# Delayed low tire pressure warning on Cruze Diesel



## Jim Frye (Mar 16, 2011)

What is the tire pressure when the warning is issued? How many psi below the normal?


----------



## obermd (Mar 3, 2012)

The TPMS on the ECO MT is set to alert the driver at 30 PSI. When I had a tire like this I got into the habit of checking my TPMS daily and inflating the tire as needed.


----------



## jalaner (Dec 28, 2013)

28 to 31 lbs


----------



## jalaner (Dec 28, 2013)

The warning has displayed 4 times, all on long trips. Maybe just coincidence that it never breaches the 30 psi threshold in town. Normal pressure is 38 psi. It is just irritating and hopefully the dealer can find the leak, not a nail or anything obvious. I know I can check it manually but that sort of defeats the purpose of the automatic alert. My Pontiac Vibe alerts at 10% (3-4 psi) low so you can drive the car without overheating the tire. Assuming the CTD alerts at 8 PSI low (over 20%). That seems excessively low as a first notice of the problem. I drive 80 ish, seems like this will ruin the tire. Maybe it can be reprogrammed for a 10% low alert threshold.


----------



## obermd (Mar 3, 2012)

On the ECO AT & MT the 30 PSI warning is 5 lbs low. Sounds to me like Chevy didn't reprogram the low pressure alert.


----------



## Merc6 (Jun 8, 2013)

obermd said:


> On the ECO AT & MT the 30 PSI warning is 5 lbs low. Sounds to me like Chevy didn't reprogram the low pressure alert.

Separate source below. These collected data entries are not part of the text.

PR #982, opened 2025-03-07
Omit form in cocina when no type selected.

### LINKED ISSUE #973: Omit form in cocina when no type selected
When saving a draft of a work without a type, the following is recorded in cocina:
```
"form": [
      {
        "structuredValue": [
          {
            "type": "type"
          }
        ],
        "type": "resource type",
        "source": {
          "value": "Stanford self-deposit resource types"
        }
      }
    ],
```

Since there is no type, there should be no entries under form.

justinlittman:
closes #973

### DIFF
--- a/app/forms/work_form.rb
+++ b/app/forms/work_form.rb
@@ -48,6 +48,9 @@ class WorkForm < ApplicationForm
   validates :license, presence: true, on: :deposit
 
   attribute :work_type, :string
+  before_validation do
+    self.work_type = work_type.presence
+  end
   validates :work_type, presence: true, on: :deposit
 
   attribute :work_subtypes, array: true, default: -> { [] }
--- a/app/services/to_cocina/work/types_mapper.rb
+++ b/app/services/to_cocina/work/types_mapper.rb
@@ -16,7 +16,7 @@ module ToCocina
       end
 
       def call
-        return [] unless work_type
+        return [] unless work_type.presence
 
         self_deposit_resource_types + genres + resource_types + datacite_types
       end
--- a/spec/services/to_cocina/work/types_mapper_spec.rb
+++ b/spec/services/to_cocina/work/types_mapper_spec.rb
@@ -13,6 +13,15 @@ RSpec.describe ToCocina::Work::TypesMapper do
     end
   end
 
+  context 'when blank types or subtypes' do
+    # Due to normalization in the work form this should never happen. Howver, testing just in case.
+    let(:work_form) { WorkForm.new(work_type: '', work_subtypes: ['', '']) }
+
+    it 'returns an empty array' do
+      expect(forms).to eq([])
+    end
+  end
+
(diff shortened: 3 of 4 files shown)


app/forms/work_form.rb
```diff
@@ -46,6 +46,7 @@ def persisted?
   validates :license, presence: true, on: :deposit
 
   attribute :work_type, :string
+  before_validation ->(work_form) { work_form.work_type.presence }
```
mjgiarlo, line 49: Can you say more about what this is doing? Like, if the block returns a `nil` does that short-circuit validation or something?

justinlittman: It just changes a `''` to a `nil` so that code using this form doesn't have to remember to treat `''` as `nil`.

The mapper forgot to do this, which is what caused the bug. This is just preventative of future bugs.

mjgiarlo: @justinlittman Doesn't `#presence` return the value instead of mutating?

mjgiarlo: FWIW, when I comment out the `before_validation` the mapper and form specs still pass.

justinlittman:
```
hungry-hungry-hippo(dev)> ''.presence
=> nil
hungry-hungry-hippo(dev)> 'foo'.presence
=> "foo"
```

Yes, I would expect the tests to pass. For the sake of defensiveness, I fixed the same problem in 2 places.

justinlittman: Oh, you're right. Duh.

app/services/to_cocina/work/types_mapper.rb
```diff
@@ -16,7 +16,7 @@ def initialize(work_form:)
       end
 
       def call
-        return [] unless work_type
+        return [] unless work_type.presence
```
mjgiarlo, line 19: With the change you just made to the validation callback in the work form, do we still need this check here, or are blank string work types still a thing we'll expect to see coming from other sources?

app/forms/work_form.rb
```diff
@@ -46,6 +46,7 @@ def persisted?
   validates :license, presence: true, on: :deposit
 
   attribute :work_type, :string
+  before_validation ->(work_form) { work_form.work_type = work_form.work_type.presence }
```
mjgiarlo, line 49: You may want to consider a related tweak here, too: https://github.com/sul-dlss/hungry-hungry-hippo/pull/1000

app/services/to_cocina/work/types_mapper.rb
justinlittman: Just being defensive.

app/forms/work_form.rb
justinlittman: Done.

mjgiarlo (approved):

Issue #829, opened 2020-06-17
Allow using a previously imported camp cmake target


adayton1:
Is there a way for RAJA to pick up on if camp has already been imported as a cmake target before building RAJA? Maybe by adding `if (NOT TARGET camp)`?

adayton1:
Solved by pull request #834.

PR #833, opened 2020-06-17
Allow using imported camp cmake target

adayton1:
If camp is already imported as a cmake target, use that rather than an external camp or the camp submodule.

# Summary

- This PR is a bugfix
- It does the following:
  - Checks if camp is already a cmake target before trying to use an external camp or the camp submodule
  - Fixes issue #829

### DIFF
--- a/CMakeLists.txt
+++ b/CMakeLists.txt
@@ -233,21 +233,23 @@ if (ENABLE_TBB)
     tbb)
 endif ()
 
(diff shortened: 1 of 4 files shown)


davidbeckingsale:
Can you remove the commit with the doc target changes from this PR please?

adayton1:
My history is messed up. Closing this pull request and opening a new one.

I remember the 2000-05 impalas were also like that. You literally had to be visibly low to get a notice. At least the spare isn't counted in the tpms process like a few other cars. People spend months chasing down a low tire till they find out it's the spare in the trunk.


----------



## jalaner (Dec 28, 2013)

I think you're right. Thanks


----------